“宋相公可知饿殍相食时,暴民会掏空什么?”洛北转过头去与他对视,一双金瞳在阳光之下熠熠生辉,几乎有种逼人的魄力,“若是天下大饥,难道朝廷不应该拨粮赈灾?如今只是把赈灾粮提前发给百姓,有何不可?”

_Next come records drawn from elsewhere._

PR #8338, opened 2026-02-18
gossip: filter crds without a contact info in pull requests

mmcgee-jump:
The CRDS in Agave stores values for staked nodes for two days.  It's not entirely clear why, but sometimes Agave happens to be storing many CRDS entries for nodes that have no contact info anymore.  The protocol requires us to filter these CRDS out on arrival (we don't know the contact info, and nobody has it to send to us, so we don't know the shred version, and therefore it can't enter the table).

This is a bit of a problem: if we filter all of these out naively, they don't make it into the bloom filter for our pull requests, and so we end up getting these values back repeatedly in a loop (this issue seems to impact Agave although they are not aware).

This change makes it so we "filter" the CRDS out, but also add them to a special structure so they get incorporated into our outgoing bloom filters.  If we do learn of the node later on, we have a fast index where we can remove all of their entries from the "filtered" structure.

### DIFF
--- a/src/discof/gossip/fd_gossvf_tile.c
+++ b/src/discof/gossip/fd_gossvf_tile.c
@@ -444,7 +444,8 @@ static void
 filter_shred_version_crds( fd_gossvf_tile_ctx_t * ctx,
                            uint                   tag,
                            fd_gossip_value_t *    values,
-                           ulong *                values_len ) {
+                           ulong *                values_len,
+                           uchar *                failed ) {
   ulong i = 0UL;
   while( i<*values_len ) {
     int keep      = 0;
@@ -475,9 +476,7 @@ filter_shred_version_crds( fd_gossvf_tile_ctx_t * ctx,
           ctx->metrics.crds_rx_bytes[ FD_METRICS_ENUM_GOSSVF_CRDS_OUTCOME_V_DROPPED_PUSH_ORIGIN_SHRED_VERSION_IDX ] += values[ i ].length;
         }
       }
-      values[ i ] = values[ *values_len-1UL ];
-      (*values_len)--;
-      continue;
+      failed[ i ] = 1;
     }
 
     i++;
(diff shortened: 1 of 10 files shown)


src/flamenco/gossip/crds/fd_crds.c
```diff
@@ -866,6 +981,99 @@ fd_crds_insert_failed_insert( fd_crds_t *   crds,
...
+  nci_origin_entry_t * origin_entry = nci_origin_map_ele_query( crds->purged.nci_origin_map, (fd_pubkey_t *)origin, NULL, crds->purged.nci_origin_pool );
+  if( FD_UNLIKELY( !origin_entry ) ) {
+    if( FD_LIKELY( nci_origin_pool_free( crds->purged.nci_origin_pool ) ) ) {
+      origin_entry = nci_origin_pool_ele_acquire( crds->purged.nci_origin_pool );
+      fd_memcpy( origin_entry->pubkey.uc, origin, 32UL );
+      origin_entry->head = ULONG_MAX;
+      nci_origin_map_ele_insert( crds->purged.nci_origin_map, origin_entry, crds->purged.nci_origin_pool );
+    }
+    /* If pool is full, entry still goes into treap+dlist but won't be
+       drainable by pubkey (will expire via 20s TTL instead). */
```
ptaffet-jump: Is this not `STAKED_EXPIRE_DURATION_NANOS`? (2 days?)

src/flamenco/gossip/crds/fd_crds.c
```diff
@@ -340,6 +350,55 @@ typedef struct fd_crds_purged fd_crds_purged_t;
...
+#define MAP_NAME               nci_origin_map
+#define MAP_KEY                pubkey
+#define MAP_ELE_T              nci_origin_entry_t
+#define MAP_KEY_T              fd_pubkey_t
+#define MAP_PREV               map.prev
+#define MAP_NEXT               map.next
+#define MAP_KEY_EQ(k0,k1)      fd_pubkey_eq( k0, k1 )
+#define MAP_KEY_HASH(key,seed) (seed^fd_ulong_load_8( (key)->uc ))
+#define MAP_OPTIMIZE_RANDOM_ACCESS_REMOVAL 1
+#include "../../../util/tmpl/fd_map_chain.c"
```
ptaffet-jump: I think you can use a single map_chain of fd_crds_purged_t with `MAP_MULTI 1`. That would simplify the code a bit. It might be a little hacky because you'll have to delete as you iterate, but it can be done safely.

src/flamenco/gossip/crds/fd_crds.c
mmcgee-jump: Ah this isn't right, we want it to drain faster

src/discof/gossip/fd_gossvf_tile.c
```diff
@@ -799,10 +790,12 @@ handle_net( fd_gossvf_tile_ctx_t * ctx,
     if( FD_UNLIKELY( !message->push->values_len ) ) return FD_METRICS_ENUM_GOSSVF_MESSAGE_OUTCOME_V_DROPPED_PUSH_NO_VALID_CRDS_IDX;
   }
 
-  int result = filter_shred_version( ctx, message );
+  uchar failed[ 17UL ] = {0};
```
ptaffet-jump: Where does 17 come from?

kbhargava-jump (approved):

PR #8355, opened 2026-02-19
gossip: align address checks with agave

mmcgee-jump:


src/discof/gossip/fd_gossvf_tile.c
```diff
@@ -555,53 +555,51 @@ check_duplicate_instance( fd_gossvf_tile_ctx_t *      ctx,
...
+    FD_LOG_NOTICE(( "pinging %s (" FD_IP4_ADDR_FMT ":%hu) (%lu)", base58, FD_IP4_ADDR_FMT_ARGS( addr.addr ), addr.port, ctx->ping_cnt ));
     ctx->ping_cnt++;
 #endif
     return 1;
   }
   return 0;
 }
 
+static int
+check_addr( fd_ip4_port_t addr,
```
ptaffet-jump, line 596: You should put a comment that return value of 1 means the address is bad. I was expecting the other way.

src/discof/gossip/fd_gossvf_tile.c
```diff
@@ -634,7 +635,13 @@ verify_addresses( fd_gossvf_tile_ctx_t * ctx,
       continue;
     }
 
-    if( FD_UNLIKELY( ping_if_unponged_contact_info( ctx, value, stem ) ) ) {
+    fd_ip4_port_t addr = {
+      .addr = value->contact_info->sockets[ FD_GOSSIP_CONTACT_INFO_SOCKET_GOSSIP ].is_ipv6 ? 0U : value->contact_info->sockets[ FD_GOSSIP_CONTACT_INFO_SOCKET_GOSSIP ].ip4,
```
ptaffet-jump, line 641:
```suggestion
      /* if it's IPv6, set addr to 0 so that check_addr drops it */
      .addr = value->contact_info->sockets[ FD_GOSSIP_CONTACT_INFO_SOCKET_GOSSIP ].is_ipv6 ? 0U : value->contact_info->sockets[ FD_GOSSIP_CONTACT_INFO_SOCKET_GOSSIP ].ip4,
```

ptaffet-jump (approved):

PR #10475, opened 2026-07-14
agave: improve handling of equivocating shreds

ptaffet-jump:


topointon-jump (approved):
Checked that this logic is equivalent to the handling in Agave's `window_service`

PR #10502, opened 2026-07-15
boot: remove landlock warning

mmcgee-jump:


ripatel-fd (approved):

ripatel-fd:
Fine with it , but why? it's nice to remind users to upgrade the kernel

mmcgee-jump:
Doesn't rise to the level of operator warning, it's an extreme defense in depth that does basically nothing.

PR #10520, opened 2026-07-16
runtime: support custom_commission_collector

ripatel-fd:


src/flamenco/stakes/fd_vote_stakes.h
```diff
@@ -174,6 +174,16 @@ fd_vote_stakes_root_insert_key( fd_vote_stakes_t *  vote_stakes,
...
+void
+fd_vote_stakes_root_insert_key1( fd_vote_stakes_t *  vote_stakes,
+                                 fd_pubkey_t const * pubkey,
+                                 fd_pubkey_t const * node_account_t_1,
+                                 fd_pubkey_t const * inflation_rewards_collector_t_1,
+                                 fd_pubkey_t const * block_revenue_collector_t_1,
+                                 ulong               stake_t_1,
+                                 ushort              commission_t_1,
+                                 ulong               epoch );
+
```
topointon-jump: I know it increases the scope of this change, but I don't really love having these `key`/`key1` and `meta`/`meta1` apis - can we not just have `key`/`meta`?

ripatel-fd: @topointon-jump will fix

ripatel-fd:
+10GB memory usage :/

ripatel-fd:
This implementation is not good I'm redoing this.

PR #10542, opened 2026-07-20
snapshot: remove feature snooping

mjain-jump:


ripatel-fd:
Why is snapshot loading aware of feature accounts? There is a tiny number of feature accounts, we can ditch this complexity by just querying them after load.

mjain-jump:
> Why is snapshot loading aware of feature accounts? There is a tiny number of feature accounts, we can ditch this complexity by just querying them after load.

Are you saying we should ditch this function and instead just restore the feature set after snapshot load?

ripatel-fd:
@mjain-jump Why close this? the feature snooping code is nonsense

ripatel-fd:
https://github.com/firedancer-io/firedancer/pull/11488

PR #10553, opened 2026-07-21
flamenco: stricter fp rounding rules

0x0ece:


topointon-jump (approved):
Personally I think we should also add `-ffp-contract=off` to the build flags to make sure there are no more of these.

萧至忠的茶盏停在唇边。他忽然想起三日前面圣时,病榻上的皇帝笑着告诉他:
“现在的宰相们在长安待得太久,有时候连想法也如出一辙,洛北出身与众人不同,又久历边事,叫他入朝拜相,也有为诸位开思路的意思。”
“郡王所言甚是。”姚崇突然出声,他似乎抓到了什么隐隐约约的思路,“但之前各州反对,都是说人力不足。”
“府兵。”洛北嘴唇轻轻开合,道出了两个字。
张孝嵩一时没有明白他的意思:“将军的意思是?”
“突厥、青海、吐蕃战事皆平。原本征召入队的府兵,都可以带着赏赐和功勋回家了。”
这位新任兵部尚书终于在此刻露了峥嵘:
“但这些人久在战场,目之所见都是风霜雨雪,生生死死,一下子回到往日的平常生活中,难免不习惯。或是把战场中那些好勇斗狠,轻言生死的习惯带了回来。所以,我想把这些老兵重新组织起来,让他们投入灭蝗之中去。”